The NCPA Digest reports that in 2012, 25% of the Digest’s sample owned two or more pharmacies. With a bit of algebra, I computed that this 25% of the sample owned an average of 4.2 pharmacies. The remaining 75% owned a single pharmacy. In either case, these owners must be pharmacists to meet the NCPA’s definition of “independent pharmacy.”
Put another way, the 2013 NCPA Digest implies that the owner of multiple pharmacies saw a slight increase in average total earnings, from 2011’s $982,000 (=$234*4.2 pharmacies) to 2012’s $1,016,000 (=$245*4.2 pharmacies)—an increase of $34K (+3.5%). In 2012, average earnings were above the 2009 figure of $958,000.
OBSERVATION 5: The total number of independent pharmacies held steady in 2012.
According to the NCPA’s counting, the total number of independent community pharmacies has remained roughly stable: 23,064 in 2010; 23,106 in 2011; and 23,029 in 2012. The appeal of ownership clearly hasn't dimmed. Note that NCPA’s figures are higher than those from other third-party sources.
These data may be surprising, given that the NCPA Digest insists on presenting how many pharmacies “operate at a loss.” In 2012, the Digest claims 24.3% of pharmacies were operating at a loss, compared with 23.6% in 2011, 23.0% in 2010, 21.0% in 2009, etc.
If you understand the components of gross profit above, you'll see why the loss figures are completely bogus. A net loss may simply mean that the owner drew a salary and bonus that pushed the business’s net profit figure into an accounting loss.
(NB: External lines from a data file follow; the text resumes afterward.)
PR #5728, opened 2019-05-10
RFC: Do not add CLASSPATH to the module path

kschoelhorn:
960efcb13aa8fe6d44098ebe83ceeb7f90160445 and 7c4bf9c5d47aaa3f17d49636ee2dcb0dcded81b7 changed the starter so that the `$CLASSPATH` is added to the module path when running on java9+.

Treating the CLASSPATH as modules will create automatic modules for all entries that are not actually modules. This can lead to several problems, e.g. the automatic module name is determined by the name of the jar or directory, which fails when one component is not a valid java identifier. Another issue is that several automatic modules might export the same package, which is not allowed and leads to an error.

While the first problems is relatively easy to fix, the second one requires large changes and might not even possible if you are using third-party libraries (e.g. we are using UNO, which [has problems with this](https://bugs.documentfoundation.org/show_bug.cgi?id=117331)).

To fix these issues, we can use the module path just for jruby libraries and pass the CLASSPATH using `-classpath`, as both can be combined.

Note that I haven't done extensive testing, because I first wanted to hear what you think about this approach.

Unresolved questions:
 - [ ] Are there any unintended side effects?
 - [ ] Should $CP also go into the module path?
 - [ ] What about the other starters?

### DIFF
--- a/bin/jruby.bash
+++ b/bin/jruby.bash
@@ -374,10 +374,9 @@ if [ "$JRUBY_JSA" == "" ]; then
 fi
 
 # Determine whether to pass module-related flags
-classmod_flag="-classpath"
 if [ -d $JAVA_HOME/jmods ]; then
-  # Use module path instead of classpath
-  classmod_flag="--module-path"
+  # Use module path instead of classpath for the jruby libs
+  classpath_args=(--module-path "$JRUBY_CP" -classpath "$CP$CP_DELIMITER$CLASSPATH")
 
   # Switch to non-boot path since we can't use bootclasspath on 9+
   NO_BOOTCLASSPATH=1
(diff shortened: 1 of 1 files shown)


headius:
@kschoelhorn Good catch...I did not think about other libraries being on classpath since most Rubyists will require jars at runtime (which then load through URLClassLoader).

I will review. We will need an equivalent change for https://github.com/jruby/jruby-launcher.

iloveeclipse:
Regarding open questions: please note, classpath and modulepath are for different purpose and entries from one should not go to the another one. So as a user one should be able to specify both at same time without a fear that jruby does a happy mix from them.

headius:
Regarding your additional questions:

* We should not be depending on any CLASSPATH jars loading as modules, since that implies they should be loading with `-classpath`. In other words I think all effects of your change are intentional and appropriate.
* No, CP should be treated the same as CLASSPATH, as it is in your patch.
* Only thing is patching jruby-launcher. Shouldn't be hard...want to do a second PR for that?

klemens:
Thanks for merging this so fast! I will try to create a PR for jruby-launcher tomorrow.

(This is my private account)

PR #5739, opened 2019-05-20
Remove enable_feature calls in jruby.mspec

eregon:
* These features have been removed in https://github.com/ruby/spec/issues/667, so they don't do anything anymore.


headius:
Looks good, thanks.

PR #5744, opened 2019-05-22
first stab at a spec

ilikeorangutans:


kares:
Thanks Jakob, if you're just out for contributing ruby specs in general there's https://github.com/ruby/spec/
also fine to submit here but its more often the case when there's a JRuby bug/behavior that needs attention

kares:
we expected to have this passing in JRuby 9.2.9 (due https://github.com/jruby/jruby/pull/5834)

PR #5750, opened 2019-05-29
RbConfigLibrary: Set COUTFLAG to "-o "

### LINKED ISSUE #5749: mkmf: COUTFLAG does not have `-o`
jruby v9.2.7.0 produces Makefiles with invalid C compilation command.

Diffing a Makefile produced from the same [extconf.rb](https://github.com/sass/sassc-ruby/pull/127/files#diff-b3c266c0a40fd6ea5ce51093b147dbe6) with MRI vs jRuby

```diff
 OUTFLAG = -o $(empty)
-COUTFLAG = -o $(empty)
-CSRCFLAG = $(empty)
+COUTFLAG = $(empty)
```

Note that `COUTFLAG` in JRuby-produced Makefile is missing `-o`, resulting in an invalid `cc` command.

Work-around I'm using in the extconf.rb file:

```ruby
# COUTFLAG is not set correctly on jruby
if RUBY_PLATFORM == 'jruby'
  MakeMakefile.send(:remove_const, :COUTFLAG)
  MakeMakefile::COUTFLAG = '-o $(empty)'
end
```

glebm:
Fixes #5749

### DIFF
--- a/core/src/main/java/org/jruby/ext/rbconfig/RbConfigLibrary.java
+++ b/core/src/main/java/org/jruby/ext/rbconfig/RbConfigLibrary.java
@@ -471,6 +471,7 @@ public class RbConfigLibrary implements Library {
         setConfig(context, mkmfHash, "CPP", cpp);
         setConfig(context, mkmfHash, "CXX", cxx);
         setConfig(context, mkmfHash, "OUTFLAG", "-o ");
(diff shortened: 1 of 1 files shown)


kares:
looks good + it's been brought up twice already  - first at #4118 with more changes that are unclear to me

Issue #5590, opened 2019-02-06
LOADED_FEATURES internal index not working correctly


headius:
As part of work on eliminating all builtin libraries (so Shopify/bootsnap can cache require paths and lookups across runs) I ran into an issue with our logic to "provide" loaded features.

In MRI, rb_provide adds entries to the loaded features cache such that a simple require of the same name will be short-circuited.

We have similar logic, but it appears that the index where we store the short names either doesn't work properly or is getting wiped out.

This manifested in errors attempting to load the internal (provided) enumerator.rb, thread.rb, complex,rb, and rational.rb similar to the failures seen here: https://travis-ci.org/jruby/jruby/builds/489301097

Basically, because the loaded features cache didn't work right, it attempted to actually load those files. Since they don't exist, it produced an error.

I tracked one breakage down to the following lines in `test/jruby/test_file.rb`:

```ruby
      with_load_path("file:" + File.expand_path("test/jruby/dir with spaces/test_jar.jar") + "!/abc") do
        assert require('foo')
        assert $LOADED_FEATURES.pop =~ /foo\.rb$/
      end
```

Either the LOAD_PATH or the LOADED_FEATURES manipulation here prevents JRuby from seeing that enumerator.rb is already provided, and a later test fails when it tries to `require 'enumerator'`.

headius:
This also affects the non-existent (boot-loaded) `jruby/util`.

headius:
This has been fixed on the new load_service_redux branch by having a proper implementation of loaded features. The stubs were removed in 586b07c43341aac0601392f5cb4d10bb12942276.

Issue #5763, opened 2019-06-10
Refactor and optimize loaded features


headius:
For recent work on load/require and autoload, I ported over some logic from CRuby to manage the cache of loaded features. This cache builds up a mapping of all subpaths, considering load paths, canonicalized paths, and so on, in order to make future requires of any similar path detect the already-loaded feature. In CRuby, this cache has been carefully crafted to avoid allocating too many extra strings, sharing the backing store for the path among all entries. We currently do not do this, and I believe this may be slowing down load logic instead of speeding it up as the cache should do.

Before releasing JRuby 9.2.8, we will need to revisit this logic and ensure we're only doing the minimum allocation and work necessary to maintain and use the loaded features cache.

headius:
Addressed by #5764.

PR #5764, opened 2019-06-11
Rework load service, load path, loaded features, and autoload

headius:
This is a big one. This PR includes rewrites of how we handle load/require, load path lookups/caching/canonicalization, loaded feature caching, and autoload lifecycle relating to the rest.

Parts of this are loose ports from MRI, and still need some refinement and optimization. In particular, we need to make sure the load path and loaded features caches are tight, efficient, and not getting regenerated excessively. This also should be audited for concurrent state changes in autoload, since there's a few complicated interactions with threads and in-progress autoloads. We are passing most of the related specs (notably not the tags added in aea0e652866196e77b081fcfcf5f48c9c4e3752f) but the code is not proven safe in my eyes.

Hopefully others can help me audit this. I know it's a lot of code.

With this PR, here's status:

* MRI test_autoload: two excludes, for deprecation warning and a possibly bad test (threading)
* rubyspec kernel/module autoload_spec: 100%
* zeitwerk: 100%


headius:
Fixes #5590.

See #5763 for mentioned perf concerns.

headius:
Recent failure in an embedded/complete run of JRuby test suite...should be investigated for concurrency bug:

```
     [exec] ===============================================================================
     [exec] Error: test_require_fires_once_across_threads(TestRequire): RuntimeError: Concurrent requires caused double-loading
     [exec] /home/travis/build/jruby/jruby/test/jruby/test_require.rb:14:in `block in test_require_fires_once_across_threads'
     [exec]      11:       (1..(ENV['THREAD_COUNT'] || 5).to_i).map do
     [exec]      12:         Thread.new { require 'test/jruby/test_require_once_foo' }
     [exec]      13:       end.each { |t| t.join }
     [exec]   => 14:       raise "Concurrent requires caused double-loading" if $foo != 1
     [exec]      15:       $foo = 0
     [exec]      16:       $".pop
     [exec]      17:     end
     [exec] /home/travis/build/jruby/jruby/test/jruby/test_require.rb:10:in `test_require_fires_once_across_threads'
     [exec] org/jruby/RubyKernel.java:1150:in `catch'
     [exec] org/jruby/RubyKernel.java:1150:in `catch'
     [exec] ===============================================================================
```

https://travis-ci.org/jruby/jruby/jobs/544444301

headius:
Tweaks to get `Kernel#autoload` to find the right target (6d92298be04ec237ae6615f8dc9a6d448134e0f5) appear to have regressed a few things. This is related to the "JRUBY-6570" regression spec.

headius:
I know this is a big one...chat me up if you want to talk through some smaller pieces one at a time.

core/src/main/java/org/jruby/runtime/load/LibrarySearcher.java
```diff
@@ -359,20 +478,58 @@ public void clear() {
...
 
-        final CharSequence key;
-        final CopyOnWriteArrayList<IRubyObject> featurePaths;
+        final StringWrapper key;
+        final List<IRubyObject> featurePaths;
     }
 
-    protected void addSingleFeatureToIndex(String key, IRubyObject featurePath) {
-        Map<String, Feature> featuresIndex = this.loadedFeaturesIndex;
+    private final ThreadLocal<StringWrapper> keyWrapper = ThreadLocal.withInitial(() -> new StringWrapper(null, 0, 0));
```
kares: is this really worth the thread-local, do we allocate that many string instances on load service lookups?

alecgorge:
@headius is there anything I can do here to help get this over the finish line? Do you need more eyes on the code or is there functionality not finished yet?

headius:
@alecgorge The remaining work is to get autoloading with concurrent requires thread-safe. This logic was loosely ported from CRuby, which does not allow these operations to be performed in parallel, but the locking mechanisms we have available in JRuby are insufficient to make sure the case is safe. This is, I believe, the reason why the MRI suite has some sporadic failures; sometimes the parallel autoload tests work and sometimes they don't.

rickhull:
I see the Travis CI stuff is failing -- due to Travis CI issues.  FYI, Travis CI is basically dead for open source projects.

I just did a migration to GitHub Actions for a simple repo.  I used https://bibwild.wordpress.com/2020/11/12/deep-dive-moving-ruby-projects-from-travis-to-github-actions-for-ci/ as a guide, and it was fairly straightforward.  I found my way to this issue because my tests against jruby are showing the "circular requires" warning.

PR #5959, opened 2019-11-05
Tweak getCurrentContext for SPEED

headius:
This change reduces the overhead of calling Ruby.getCurrentContext
since we still call it in a number of places.

* ThreadService now extends ThreadLocal rather than aggregating a ThreadLocal in a field. This eliminates one hop.
* All hot-path methods in ThreadService are static.
* Restore @kares recursion logic since it does appear faster than an explicit null check loop.

On OpenJDK 8 C2 this reduces single-thread getCurrentContext time from around 4ns to around 3.2ns. Other VMs have similar gains.

Tested with a trivial benchmark:

```java
import org.jruby.Ruby;

public class ContextGetter {
  public static void main(String[] args) {
    Ruby runtime = Ruby.newInstance();
    while (true) {
      long nanos = System.nanoTime();
      for (int i = 0; i < 100_000_000; i++) {
        runtime.getCurrentContext();
      }
      System.out.println((System.nanoTime() - nanos) / 100_000_000.0);
    }
  }
}
```

### DIFF
--- a/core/src/main/java/org/jruby/Ruby.java
+++ b/core/src/main/java/org/jruby/Ruby.java
@@ -2762,7 +2762,7 @@ public final class Ruby implements Constantizable {
     }
 
     public ThreadContext getCurrentContext() {
-        return threadService.getCurrentContext();
+        return ThreadService.getCurrentContext(threadService);
     }
 
     /**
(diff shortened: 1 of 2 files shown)


headius:
Assembly output from this benchmark and this branch on OpenJDK8 C2 is here: https://gist.github.com/headius/ac6ae20bcaa33c9795c3df4decb88dfd

Note that the hot path appears to have inlined completely down to line 167, returning the non-null result at that point. This is a Very Good Thing.

PR #5963, opened 2019-11-07
improve BUILDING.md

k77ch7:
following commands does not work for me.
`mvn -Pbootstrap`
`mvn -Pbootstrap-no-launcher`
`mvn -pl core`

My Env
```
$ ./mvnw -v
Apache Maven 3.6.0 (97c98ec64a1fdfee7767ce5ffb20918da4f719f3; 2018-10-25T03:41:47+09:00)
Maven home: /Users/xxx/.m2/wrapper/dists/apache-maven-3.6.0-bin/3rgjh30jneo7541hun7uggltkb/apache-maven-3.6.0
Java version: 11.0.2, vendor: Oracle Corporation, runtime: /Library/Java/JavaVirtualMachines/openjdk-11.0.2.jdk/Contents/Home
Default locale: ja_JP, platform encoding: UTF-8
OS name: "mac os x", version: "10.15", arch: "x86_64", family: "mac"
```

### DIFF
--- a/BUILDING.md
+++ b/BUILDING.md
@@ -78,13 +78,13 @@ environment. This will do the following:
  needed to run integration tests.
 
 ```
-mvn -Pbootstrap
+./mvnw -Pbootstrap
 ```
 
 In case there is a problem with installing the jruby-launcher (due to missing compiler or so) use
 
 ```
-mvn -Pbootstrap-no-launcher
+./mvnw -Pbootstrap-no-launcher
 ```
 
 This only needs to be run once to install these gems or if you update
@@ -96,7 +96,7 @@ After changing Java code, you can recompile quickly by running one of the
 jar files by
 
 ```
-mvn -pl core
+./mvnw -pl core
 ```
 
 ### Day to Day Testing


headius:
Hmm I notice we do use `./mvnw` at the beginning of the doc, and at some point we switch back to regular `mvn` assuming it's installed in PATH somewhere. It seems like we should be consistent, or else make the `mvn` command lines clearly demarcate that this must be your working maven command, a la something like this:

```
<mvn command> -Pbootstrap
```

Thoughts? @enebo @kachick @mkristian

enebo:
I do not feel abstracting this is not helpful.  If you are a maven user 'mvn' is a known thing.  Seeing ./mvnw for them will know they can just type 'mvn'.  If not then possibly just using ./mvnw everywhere will help the non-maven users more.

mkristian:
for me using `./mvnw` also means that we know the maven version and all works. using different maven version may or may not have issues

enebo:
@mkristian ah yeah good point.  Another thing a maven user may figure out but a new user will likely get tripped up on.

k77ch7:
Thanks for your reply.
I had overlooked the following WARNING.

```
[WARNING] Rule 0: org.apache.maven.plugins.enforcer.RequireMavenVersion failed with message:
Detected Maven Version: 3.2.1 is not in the allowed range [3.3.0,).
```
After changing mvn version 3.2.1 to 3.3.9, it now works.

What do you think about this  diff?
```diff
diff --git a/BUILDING.md b/BUILDING.md
index ea56d7b2cc..d778304133 100644
--- a/BUILDING.md
+++ b/BUILDING.md
@@ -5,7 +5,7 @@ Prerequisites:

 * A [Java 8-compatible (or higher) Java development kit (JDK)](http://www.oracle.com/technetwork/java/javase/downloads/index.html).
   * If `JAVA_HOME` is not set on Mac OS X: `export JAVA_HOME=$(/usr/libexec/java_home)`
-* [Maven](https://maven.apache.org/download.cgi) 3+ (Maven Wrapper provided with `./mvnw`)
+* [Maven](https://maven.apache.org/download.cgi) 3.3.0+ (Maven Wrapper provided with `./mvnw`)
 * [Apache Ant](https://ant.apache.org/bindownload.cgi) 1.8+ (see https://github.com/jruby/jruby/issues/2236)
 * [Make](https://www.gnu.org/software/make/) and a C++ compiler for installing the jruby-launcher gem
```

headius:
@k77ch7 Yes I think that is a better option. We only mention `mvnw` as a way for people with no maven (or the wrong version) to get a working version, and I think it's cleaner for us to just refer to `mvn` from then on. Your change will help make it clear what our minimum version is.

If you are ok with it, I will commit your proposed version-update patch with attribution and close this PR. Ok?

k77ch7:
@headius  It’s OK.

headius:
Committed the minimal version update in 9970478ca6. Thanks!

PR #5966, opened 2019-11-08
Remove usages of deprecated ConfigMap

deivid-rodriguez:
Rubygems deprecated it in https://github.com/rubygems/rubygems/pull/2857.


headius:
Good find, thanks!

PR #5967, opened 2019-11-08
Open addressing hash redux

headius:
Ongoing work to make @ChrisBr's open-addressing hash impl thread-safe (enough) to merge.


core/src/main/java/org/jruby/java/proxies/MapJavaProxy.java
```diff
@@ -265,7 +253,7 @@ public RubyHashEntry internalDeleteEntry(final RubyHashEntry entry) {
             // NOTE: this is here to make maps act similar to Hash-es which allow modifications while
             // iterating (meant from the same thread) ... thus we avoid iterating entrySet() directly
             final Map<Object, Object> map = mapDelegate();
-            final Map.Entry[] entries = map.entrySet().toArray(NULL_MAP_ENTRY);
+            final Map.Entry[] entries = map.entrySet().toArray(new Map.Entry[map.size()]);
```
kares: we might have had a AIOoBE here - end using `Entry[0]` array resolved the issue

headius: How could it be AIOOBE? The map's size can't be less than zero, and constructing a zero-length array is ok.

Though really it should use the same empty array when it's zero-length...

kares: https://github.com/jruby/jruby/commit/40f40fb9fae31578ba8c5b2a026df883ef9df7d7 it was a NPE really when the size is bigger than actual contents (in Rhino's case)

ChrisBr:
That's great 🎉 Anything I could help out?

headius:
@ChrisBr Can you poke around and find (or make?) some concurrent-access specs? There may be something we can borrow from TruffleRuby (I believe they make more thread-safety guarantees for their hash than we do) or repurpose from concurrent-ruby (which ships some thread-safe collections they must be testing).

I'm going to try out some simple approaches to synchronizing, like an atomic integer spin lock.

headius:
Here's a simple synchronization patch around all places where "extents" is accessed. It mostly passes tests, but fails a threaded iterator test in test/mri/test_hash.rb around line 1203. The deadlock is due to one thread starting an iteration and then another thread also tries to acquire the first thread's hash's lock.

https://gist.github.com/headius/340794413b33688f78325fc6f8398f40

The semantics of concurrent iteration need to be explored. I also did a partial experiment to spinlock around these same operations, but also did not have a good answer for concurrent deadlocking iterators.

headius:
The problem with `test_threaded_iter_level` is that it tries to get both threads going before proceeding, but having a hard lock around iteration means the second thread never can get going.

I poked around TruffleRuby a bit and it appears they have two lock-free strategies for iterating:

* For packed arrays (small) they make a defensive copy of the entry array and iterate against that.
* For chained buckets (large) they iterate the bucket chain which is not sensitive to threading.

We can certainly do the first strategy in the case of linear search table. The second will probably require some ingenuity to avoid making large defensive copies (e.g. maybe read locking to allow concurrent iteration without modification).

headius:
This experiment is unlikely to ever be revisited, and with the possibility of using purpose-built collections like HashSmith (https://github.com/jruby/jruby/issues/9394) I think we can safely close this.

The work to be done for #9394 is now supported in 10.1.x by RubyHash being abstract. We just need to work through how to efficiently present the HashSmith collections as JRuby collections.

PR #5977, opened 2019-11-22
fix 'jruby: line 88: cd: ../libexec/bin: No such file …'

pythias:
MacOS
```
brew install jruby
jruby -v
/usr/local/bin/jruby: line 88: cd: /usr/local/bin/jruby: Not a directory
Error: --module-path requires module path specification
```


headius:
Request review from @Mrnoname1000.

Mrnoname1000:
Some testing shows incorrect paths in the original logic due to some weird issues with symlinked directories. I think the cd to `BASE_DIR` in the loop was a typo, and this fixes that. Looks good to me.

headius:
@mrnoname1000 Thanks!

PR #5978, opened 2019-11-22
Cache method_missing target

headius:
This logic will cache the target class's method_missing impl when
a method call fails to find a natural method table entry. This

As the data above demonstrate, the profit story for pharmacy owners remains good.
METHODOLOGY
Here’s a quick summary of the NCPA Digest’s strengths and weaknesses.
Strengths
- The NCPA digest data provide the only publicly available look at the financial position of independent pharmacies.
- In NCPA press releases, the digest data are used to compute the total size of the independent community pharmacy “health care marketplace.”
- The digest’s profit data are cited in sworn testimony to the U.S. Congress.
- The data have been analyzed in peer-reviewed academic articles and were featured in an expert report written on behalf of NACDS and NCPA in their lawsuit over Average Manufacturer Price (AMP).
- NCPA provide no transparency into the survey methodology. We aren't told the sample size or how the responses are collected. We also don't know who analyzed these data: NCPA or an independent third-party organization?
- The NCPA data come from a self-selected sample. Pharmacies doing better or worse than average may not have returned the survey in equal proportions.
- Year-over-year differences may not be statistically significant. NCPA does not provide confidence intervals around the Digest's point estimates.
- The data were self-reported, not based on audited financial statements. Respondents could have altered their profit data to make it look better or worse than reality.
- Many items on the survey instrument were not defined and therefore may have been interpreted differently by respondents.